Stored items
····················

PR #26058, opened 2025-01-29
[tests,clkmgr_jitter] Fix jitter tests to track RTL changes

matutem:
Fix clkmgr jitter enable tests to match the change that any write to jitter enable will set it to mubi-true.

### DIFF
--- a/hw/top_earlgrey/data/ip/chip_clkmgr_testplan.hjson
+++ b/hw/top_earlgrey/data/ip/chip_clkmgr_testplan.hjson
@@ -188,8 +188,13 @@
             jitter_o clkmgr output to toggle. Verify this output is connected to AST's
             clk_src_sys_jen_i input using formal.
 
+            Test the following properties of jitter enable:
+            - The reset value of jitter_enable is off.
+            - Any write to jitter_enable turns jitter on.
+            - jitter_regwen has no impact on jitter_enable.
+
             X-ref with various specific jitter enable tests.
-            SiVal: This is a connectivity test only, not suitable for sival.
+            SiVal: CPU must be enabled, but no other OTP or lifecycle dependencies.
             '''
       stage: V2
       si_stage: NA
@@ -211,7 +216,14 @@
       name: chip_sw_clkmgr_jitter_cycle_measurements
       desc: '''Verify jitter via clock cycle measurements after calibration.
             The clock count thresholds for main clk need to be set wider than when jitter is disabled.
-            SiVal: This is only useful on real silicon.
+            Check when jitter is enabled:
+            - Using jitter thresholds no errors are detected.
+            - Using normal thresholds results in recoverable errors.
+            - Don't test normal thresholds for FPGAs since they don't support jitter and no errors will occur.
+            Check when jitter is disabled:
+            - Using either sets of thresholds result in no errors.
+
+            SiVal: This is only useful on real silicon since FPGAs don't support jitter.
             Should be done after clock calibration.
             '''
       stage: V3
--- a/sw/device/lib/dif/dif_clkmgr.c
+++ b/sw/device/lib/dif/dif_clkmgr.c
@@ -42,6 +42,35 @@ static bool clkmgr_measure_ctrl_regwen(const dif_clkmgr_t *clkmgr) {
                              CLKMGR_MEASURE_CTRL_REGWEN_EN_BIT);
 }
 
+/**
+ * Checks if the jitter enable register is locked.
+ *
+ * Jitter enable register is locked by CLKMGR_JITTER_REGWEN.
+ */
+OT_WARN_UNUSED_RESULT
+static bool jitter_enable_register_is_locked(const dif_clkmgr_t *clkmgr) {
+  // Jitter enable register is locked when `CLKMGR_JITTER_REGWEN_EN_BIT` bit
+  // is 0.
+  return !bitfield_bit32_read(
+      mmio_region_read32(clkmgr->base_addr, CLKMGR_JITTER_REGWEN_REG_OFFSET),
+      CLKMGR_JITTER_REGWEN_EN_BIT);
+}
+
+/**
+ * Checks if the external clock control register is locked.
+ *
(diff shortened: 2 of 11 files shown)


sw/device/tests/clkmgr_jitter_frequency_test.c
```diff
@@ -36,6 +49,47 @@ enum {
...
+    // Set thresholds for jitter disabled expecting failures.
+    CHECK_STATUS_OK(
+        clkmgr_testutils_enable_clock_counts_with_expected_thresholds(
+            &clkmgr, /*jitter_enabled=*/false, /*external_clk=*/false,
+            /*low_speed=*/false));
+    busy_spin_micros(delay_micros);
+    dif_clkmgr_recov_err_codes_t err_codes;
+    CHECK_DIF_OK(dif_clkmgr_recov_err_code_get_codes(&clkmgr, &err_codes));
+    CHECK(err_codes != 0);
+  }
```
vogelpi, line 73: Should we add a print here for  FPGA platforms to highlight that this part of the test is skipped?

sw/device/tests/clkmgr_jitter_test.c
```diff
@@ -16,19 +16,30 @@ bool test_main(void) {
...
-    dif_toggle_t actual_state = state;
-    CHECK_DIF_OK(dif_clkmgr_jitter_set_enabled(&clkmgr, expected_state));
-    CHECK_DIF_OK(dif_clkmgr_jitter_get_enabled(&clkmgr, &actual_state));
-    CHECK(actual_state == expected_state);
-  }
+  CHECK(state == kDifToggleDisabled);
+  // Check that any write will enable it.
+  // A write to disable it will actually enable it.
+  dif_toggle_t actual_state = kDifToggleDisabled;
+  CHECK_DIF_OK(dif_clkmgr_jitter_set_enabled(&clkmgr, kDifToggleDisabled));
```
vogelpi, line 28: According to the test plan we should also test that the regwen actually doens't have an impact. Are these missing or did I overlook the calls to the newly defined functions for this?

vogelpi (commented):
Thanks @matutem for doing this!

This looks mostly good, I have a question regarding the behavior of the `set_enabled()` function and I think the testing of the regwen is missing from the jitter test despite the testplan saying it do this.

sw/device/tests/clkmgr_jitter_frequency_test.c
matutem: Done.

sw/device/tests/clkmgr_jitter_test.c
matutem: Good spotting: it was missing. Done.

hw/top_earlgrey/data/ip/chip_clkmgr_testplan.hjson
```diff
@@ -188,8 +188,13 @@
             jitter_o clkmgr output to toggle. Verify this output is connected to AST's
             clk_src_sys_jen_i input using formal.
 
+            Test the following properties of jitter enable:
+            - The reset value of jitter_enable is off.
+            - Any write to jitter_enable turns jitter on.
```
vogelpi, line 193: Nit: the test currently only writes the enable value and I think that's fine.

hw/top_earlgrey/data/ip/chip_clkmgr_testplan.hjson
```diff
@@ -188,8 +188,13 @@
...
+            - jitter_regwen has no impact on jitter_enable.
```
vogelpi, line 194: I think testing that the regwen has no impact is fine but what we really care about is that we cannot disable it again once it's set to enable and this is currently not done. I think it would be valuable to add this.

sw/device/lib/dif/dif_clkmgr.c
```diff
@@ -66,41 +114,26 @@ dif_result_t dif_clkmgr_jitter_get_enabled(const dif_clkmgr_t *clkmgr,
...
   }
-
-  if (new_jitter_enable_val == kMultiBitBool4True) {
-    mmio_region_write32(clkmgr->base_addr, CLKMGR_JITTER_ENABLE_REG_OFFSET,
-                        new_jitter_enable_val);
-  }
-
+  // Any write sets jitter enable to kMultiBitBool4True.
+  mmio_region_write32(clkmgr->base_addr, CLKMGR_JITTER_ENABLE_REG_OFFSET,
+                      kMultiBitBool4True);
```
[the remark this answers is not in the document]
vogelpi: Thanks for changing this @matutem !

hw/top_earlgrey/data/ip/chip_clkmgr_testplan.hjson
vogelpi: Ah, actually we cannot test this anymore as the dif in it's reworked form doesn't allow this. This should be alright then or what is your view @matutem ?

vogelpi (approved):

····················

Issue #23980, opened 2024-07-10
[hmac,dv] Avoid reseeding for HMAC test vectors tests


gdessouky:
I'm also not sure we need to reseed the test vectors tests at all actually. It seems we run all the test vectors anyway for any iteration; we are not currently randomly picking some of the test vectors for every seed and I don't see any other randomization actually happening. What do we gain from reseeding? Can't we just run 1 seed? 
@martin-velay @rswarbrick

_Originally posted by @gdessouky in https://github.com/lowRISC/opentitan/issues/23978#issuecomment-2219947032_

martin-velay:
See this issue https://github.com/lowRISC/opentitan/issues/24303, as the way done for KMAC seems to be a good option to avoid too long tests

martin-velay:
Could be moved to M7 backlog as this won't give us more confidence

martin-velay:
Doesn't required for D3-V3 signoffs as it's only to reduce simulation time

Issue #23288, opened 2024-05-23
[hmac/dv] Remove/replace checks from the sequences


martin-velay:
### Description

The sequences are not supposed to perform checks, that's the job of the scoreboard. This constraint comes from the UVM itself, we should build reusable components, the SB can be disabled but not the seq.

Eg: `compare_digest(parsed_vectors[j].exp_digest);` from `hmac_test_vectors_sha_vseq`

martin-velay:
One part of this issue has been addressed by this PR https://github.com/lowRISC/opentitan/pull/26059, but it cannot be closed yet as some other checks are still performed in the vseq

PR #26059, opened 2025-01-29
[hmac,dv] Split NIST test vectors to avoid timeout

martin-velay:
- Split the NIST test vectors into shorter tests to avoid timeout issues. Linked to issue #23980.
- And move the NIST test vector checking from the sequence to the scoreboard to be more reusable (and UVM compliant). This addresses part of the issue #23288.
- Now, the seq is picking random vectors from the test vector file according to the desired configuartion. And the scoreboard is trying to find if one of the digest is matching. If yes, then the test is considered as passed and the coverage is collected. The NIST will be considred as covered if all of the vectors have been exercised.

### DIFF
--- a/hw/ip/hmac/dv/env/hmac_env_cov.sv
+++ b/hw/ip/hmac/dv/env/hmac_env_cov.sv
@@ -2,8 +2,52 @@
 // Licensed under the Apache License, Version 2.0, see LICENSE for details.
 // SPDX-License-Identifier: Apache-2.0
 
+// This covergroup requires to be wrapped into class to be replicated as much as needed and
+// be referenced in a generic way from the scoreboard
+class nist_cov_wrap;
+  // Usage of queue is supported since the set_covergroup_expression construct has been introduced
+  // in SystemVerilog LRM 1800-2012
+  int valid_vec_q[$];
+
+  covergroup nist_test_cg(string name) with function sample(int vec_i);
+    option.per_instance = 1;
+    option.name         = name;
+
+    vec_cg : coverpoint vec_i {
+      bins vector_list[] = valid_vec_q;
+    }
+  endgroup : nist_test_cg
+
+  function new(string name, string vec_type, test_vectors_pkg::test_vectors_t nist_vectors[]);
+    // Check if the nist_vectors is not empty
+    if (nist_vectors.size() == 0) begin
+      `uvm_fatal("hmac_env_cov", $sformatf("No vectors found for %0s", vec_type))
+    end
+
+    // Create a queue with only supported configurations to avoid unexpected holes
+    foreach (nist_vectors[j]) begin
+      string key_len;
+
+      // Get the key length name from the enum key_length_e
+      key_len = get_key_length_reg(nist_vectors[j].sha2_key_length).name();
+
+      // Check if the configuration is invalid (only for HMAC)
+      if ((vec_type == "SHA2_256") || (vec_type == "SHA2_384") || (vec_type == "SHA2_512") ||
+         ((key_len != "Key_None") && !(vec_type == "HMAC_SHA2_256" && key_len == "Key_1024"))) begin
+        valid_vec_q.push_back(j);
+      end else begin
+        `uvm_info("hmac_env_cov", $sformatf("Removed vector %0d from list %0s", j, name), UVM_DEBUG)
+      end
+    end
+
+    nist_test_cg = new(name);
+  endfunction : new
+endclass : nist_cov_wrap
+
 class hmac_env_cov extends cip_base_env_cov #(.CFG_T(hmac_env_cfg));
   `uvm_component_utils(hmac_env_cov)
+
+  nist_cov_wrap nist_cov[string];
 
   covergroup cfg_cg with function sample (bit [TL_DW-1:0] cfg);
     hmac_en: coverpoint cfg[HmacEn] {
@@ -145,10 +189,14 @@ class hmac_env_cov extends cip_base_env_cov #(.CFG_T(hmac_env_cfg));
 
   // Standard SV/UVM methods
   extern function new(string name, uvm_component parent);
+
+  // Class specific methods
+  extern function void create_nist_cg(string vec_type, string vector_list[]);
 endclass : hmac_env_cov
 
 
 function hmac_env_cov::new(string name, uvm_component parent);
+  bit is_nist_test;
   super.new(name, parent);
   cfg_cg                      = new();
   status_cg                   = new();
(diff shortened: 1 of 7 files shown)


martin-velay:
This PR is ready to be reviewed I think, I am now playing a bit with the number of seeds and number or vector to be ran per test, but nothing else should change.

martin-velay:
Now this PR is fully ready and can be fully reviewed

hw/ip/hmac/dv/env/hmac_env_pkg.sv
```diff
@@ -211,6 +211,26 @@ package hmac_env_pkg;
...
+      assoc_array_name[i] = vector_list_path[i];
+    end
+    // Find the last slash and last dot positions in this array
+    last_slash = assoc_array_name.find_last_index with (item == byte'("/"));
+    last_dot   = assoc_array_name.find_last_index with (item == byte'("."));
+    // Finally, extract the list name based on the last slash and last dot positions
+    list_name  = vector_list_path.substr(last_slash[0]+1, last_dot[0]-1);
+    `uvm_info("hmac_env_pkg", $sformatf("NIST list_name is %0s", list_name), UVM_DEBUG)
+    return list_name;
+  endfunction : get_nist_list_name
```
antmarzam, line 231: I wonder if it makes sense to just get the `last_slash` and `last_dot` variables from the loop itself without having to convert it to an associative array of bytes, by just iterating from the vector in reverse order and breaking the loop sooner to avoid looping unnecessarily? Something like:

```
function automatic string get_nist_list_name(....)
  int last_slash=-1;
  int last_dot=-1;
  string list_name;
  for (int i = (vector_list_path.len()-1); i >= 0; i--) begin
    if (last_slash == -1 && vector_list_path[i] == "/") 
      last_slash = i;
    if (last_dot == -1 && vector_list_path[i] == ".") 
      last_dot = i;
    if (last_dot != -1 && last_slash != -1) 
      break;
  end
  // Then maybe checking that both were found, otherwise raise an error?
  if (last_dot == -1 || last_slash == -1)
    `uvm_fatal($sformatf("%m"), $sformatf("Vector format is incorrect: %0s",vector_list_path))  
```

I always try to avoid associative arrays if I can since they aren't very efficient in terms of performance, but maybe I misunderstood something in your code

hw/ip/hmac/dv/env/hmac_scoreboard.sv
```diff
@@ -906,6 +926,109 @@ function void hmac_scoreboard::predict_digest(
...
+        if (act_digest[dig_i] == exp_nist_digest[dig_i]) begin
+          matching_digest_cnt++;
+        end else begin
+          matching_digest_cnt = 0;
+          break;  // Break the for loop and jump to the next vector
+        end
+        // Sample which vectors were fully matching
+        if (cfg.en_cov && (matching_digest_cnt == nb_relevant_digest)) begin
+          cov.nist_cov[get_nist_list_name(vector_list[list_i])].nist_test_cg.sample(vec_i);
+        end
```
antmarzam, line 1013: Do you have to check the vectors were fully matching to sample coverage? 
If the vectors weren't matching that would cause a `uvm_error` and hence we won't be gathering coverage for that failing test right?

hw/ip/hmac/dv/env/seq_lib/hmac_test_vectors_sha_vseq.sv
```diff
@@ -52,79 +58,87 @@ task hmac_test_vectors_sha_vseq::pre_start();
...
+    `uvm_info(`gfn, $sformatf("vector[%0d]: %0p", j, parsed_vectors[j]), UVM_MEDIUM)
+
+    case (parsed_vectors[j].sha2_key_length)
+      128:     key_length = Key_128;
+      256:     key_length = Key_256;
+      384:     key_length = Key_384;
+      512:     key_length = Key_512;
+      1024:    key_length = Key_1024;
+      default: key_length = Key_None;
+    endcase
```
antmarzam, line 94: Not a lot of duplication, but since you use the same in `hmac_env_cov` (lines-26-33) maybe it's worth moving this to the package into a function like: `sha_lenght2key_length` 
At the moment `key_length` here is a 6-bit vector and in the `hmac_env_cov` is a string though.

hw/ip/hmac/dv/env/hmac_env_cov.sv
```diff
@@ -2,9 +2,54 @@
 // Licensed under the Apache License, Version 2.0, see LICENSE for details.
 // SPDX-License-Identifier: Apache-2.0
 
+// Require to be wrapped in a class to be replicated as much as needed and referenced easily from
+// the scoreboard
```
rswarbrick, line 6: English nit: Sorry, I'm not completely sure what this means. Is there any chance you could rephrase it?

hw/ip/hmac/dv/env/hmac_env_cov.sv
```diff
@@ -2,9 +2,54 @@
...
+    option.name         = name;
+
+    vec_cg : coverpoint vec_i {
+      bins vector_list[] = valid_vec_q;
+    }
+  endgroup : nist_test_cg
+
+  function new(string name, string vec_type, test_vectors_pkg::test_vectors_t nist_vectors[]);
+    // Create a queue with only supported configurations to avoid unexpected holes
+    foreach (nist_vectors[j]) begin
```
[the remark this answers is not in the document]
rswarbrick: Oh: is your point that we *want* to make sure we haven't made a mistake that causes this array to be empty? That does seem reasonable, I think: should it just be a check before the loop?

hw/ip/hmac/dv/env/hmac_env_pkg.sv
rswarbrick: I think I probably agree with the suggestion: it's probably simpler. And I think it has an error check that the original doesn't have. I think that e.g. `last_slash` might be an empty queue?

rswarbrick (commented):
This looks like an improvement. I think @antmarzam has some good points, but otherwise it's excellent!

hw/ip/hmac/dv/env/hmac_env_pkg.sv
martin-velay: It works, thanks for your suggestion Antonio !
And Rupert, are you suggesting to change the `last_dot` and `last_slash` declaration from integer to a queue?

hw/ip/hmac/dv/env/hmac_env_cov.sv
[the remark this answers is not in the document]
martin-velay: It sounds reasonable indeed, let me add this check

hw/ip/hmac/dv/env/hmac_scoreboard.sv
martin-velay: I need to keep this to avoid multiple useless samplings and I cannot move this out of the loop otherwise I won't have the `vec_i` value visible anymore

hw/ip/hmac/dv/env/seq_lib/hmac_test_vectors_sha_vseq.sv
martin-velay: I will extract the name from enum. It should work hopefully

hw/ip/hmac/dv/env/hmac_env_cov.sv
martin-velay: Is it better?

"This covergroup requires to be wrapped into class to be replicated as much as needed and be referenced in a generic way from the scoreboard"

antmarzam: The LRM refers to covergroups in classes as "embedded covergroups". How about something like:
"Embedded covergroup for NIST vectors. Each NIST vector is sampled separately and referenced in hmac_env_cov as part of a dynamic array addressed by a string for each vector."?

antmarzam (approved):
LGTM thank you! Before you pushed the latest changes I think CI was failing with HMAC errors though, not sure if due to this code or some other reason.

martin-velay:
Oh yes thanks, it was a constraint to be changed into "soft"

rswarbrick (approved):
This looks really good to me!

····················

● About this exercise
In the records above, find each line that mentions the word "when", and copy it.

● Your response
             The clock count thresholds for main clk need to be set wider than when jitter is disabled.
+            Check when jitter is enabled:
+            Check when jitter is disabled:
+  // Jitter enable register is locked when `CLKMGR_JITTER_REGWEN_EN_BIT` bit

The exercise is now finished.